When an inventor or a company develops a technical innovation, a crucial question quickly arises: should the invention be patented, or should its secrecy be preserved? Although complementary in certain cases, these two means of protection are based on diametrically opposed logics. To patent is to disclose. To keep secret is to reveal nothing. So, is it possible to reconcile patent and confidentiality? And above all, what are the risks of disclosing an invention too early ?
What is a patent ? An exclusive right in exchange for disclosure
The patent principle
A patent is an industrial property title issued by a national office (such as the INPI in France) or a regional office (the EPO in Europe), which confers on its holder a monopoly on the exploitation of an invention for a maximum period of 20 years. To be patentable, an invention must meet three fundamental criteria :
- Novelty : the invention must not have been disclosed to the public prior to filing ;
- Inventive activity : this must not be obvious to a professional in the field ;
- Industrial application : it must be able to be manufactured or used in industry.
A deposit involving disclosure
To obtain a patent, the inventor must file a dossier including a full description of the invention, claims (the protected elements), an abstract, and possibly drawings. This file is published, generally 18 months after filing, making the invention accessible to all. This transparency is the counterpart of the exclusive right granted by the patent.
So you can't patent an invention and keep it secret at the same time. A patent requires detailed disclosure, which will eventually be made public.

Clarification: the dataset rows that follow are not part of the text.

PR #366, opened 2023-10-19
advisory for rabbitmq operator

k4leung4:
https://github.com/wolfi-dev/os/pull/7087
https://github.com/wolfi-dev/os/pull/7090


cpanato (approved):

luhring (changes requested):
Actually we don't need to log **fixes** for net new packages, if we've never shipped "affected" versions of them!

k4leung4:
> Actually we don't need to log **fixes** for net new packages, if we've never shipped "affected" versions of them!

thanks, til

The dangers of disclosing too early: a risk to patentability
The absolute novelty rule
In European law, the criterion of novelty is very strict. Any disclosure, even by the inventor himself, before the patent is filed, is an obstacle to its grant. This means that :
- One publication,
- A demonstration at a trade show,
- A discussion with no confidentiality clause,
- A post on social networks,
can be enough to destroy novelty, and therefore the possibility of protecting the invention by patent.
Rare exceptions
In principle, any disclosure of an invention prior to the filing of a patent application precludes its protection, since this would result in the loss of the novelty criterion. However, two exceptions provided for by the European Patent Convention (Article 55 EPC) and the French Intellectual Property Code (Article L.611-13 CPI) enable patentability to be preserved in exceptional cases.
The first concerns disclosures resulting from clear abuse of the applicant's rights, such as breach of a confidentiality agreement, information leakage or data theft. In such cases, the inventor can still file his patent application, provided he does so within six months of the disclosure.
The second exception concerns disclosures made in the context of a recognized international exhibition, on condition that this is declared at the time of filing and that a certificate issued by the organizers is provided. Here again, a maximum period of six months applies.
These exceptions are strict and difficult to invoke, since they require concrete proof and strict adherence to deadlines. They should not be seen as an implicit authorization to communicate about one's invention before filing. In practice, the rule remains simple: as long as the patent has not been filed, no disclosure should take place without a secure legal framework.
Best practices
Before talking about your invention to a third party (investor, partner, service provider), remember to have a confidentiality agreement (NDA) signed. Above all, register your patent before any public communication. Once filed, you are free to disclose your invention : your rights are fixed at the date of filing.
Secrecy : an alternative to patenting
A strategic choice
In contrast to patent, secrecy protection is based on non-disclosure of the invention. It requires no filing, no formalities, and no cost. It can last indefinitely, as long as the secret is kept.
The secret is particularly suitable for :
- Manufacturing processes invisible to the end customer (recipes, algorithms, in-house methods),
- Inventions with a short useful life,
- Situations where patenting would be too costly or unprofitable.
The limits of secrecy
But this form of protection also has serious limits :
- It confers no exclusive rights : if a competitor discovers the same invention through his or her own research, you have no recourse;
- It is fragile : an internal leak or negligence can lead to a permanent loss of secrecy ;
- It offers no visibility or official recognition of innovation.
In court, it is difficult to act without solid proof of the breach of secrecy. This is why secrecy relies on robust contractual mechanisms (confidentiality clauses, internal policies, IT security).
First patent, then communication
In short, you can't obtain a patent while keeping your invention secret. The patent system is based on a balance between public disclosure and legal protection. Keeping an invention secret and protecting it at the same time with a patent is therefore incompatible.
But that doesn't mean you always have to disclose everything: as long as you haven't filed, discretion is essential. Each situation deserves a strategic analysis, based on your objectives, the nature of the invention and your ability to guarantee confidentiality.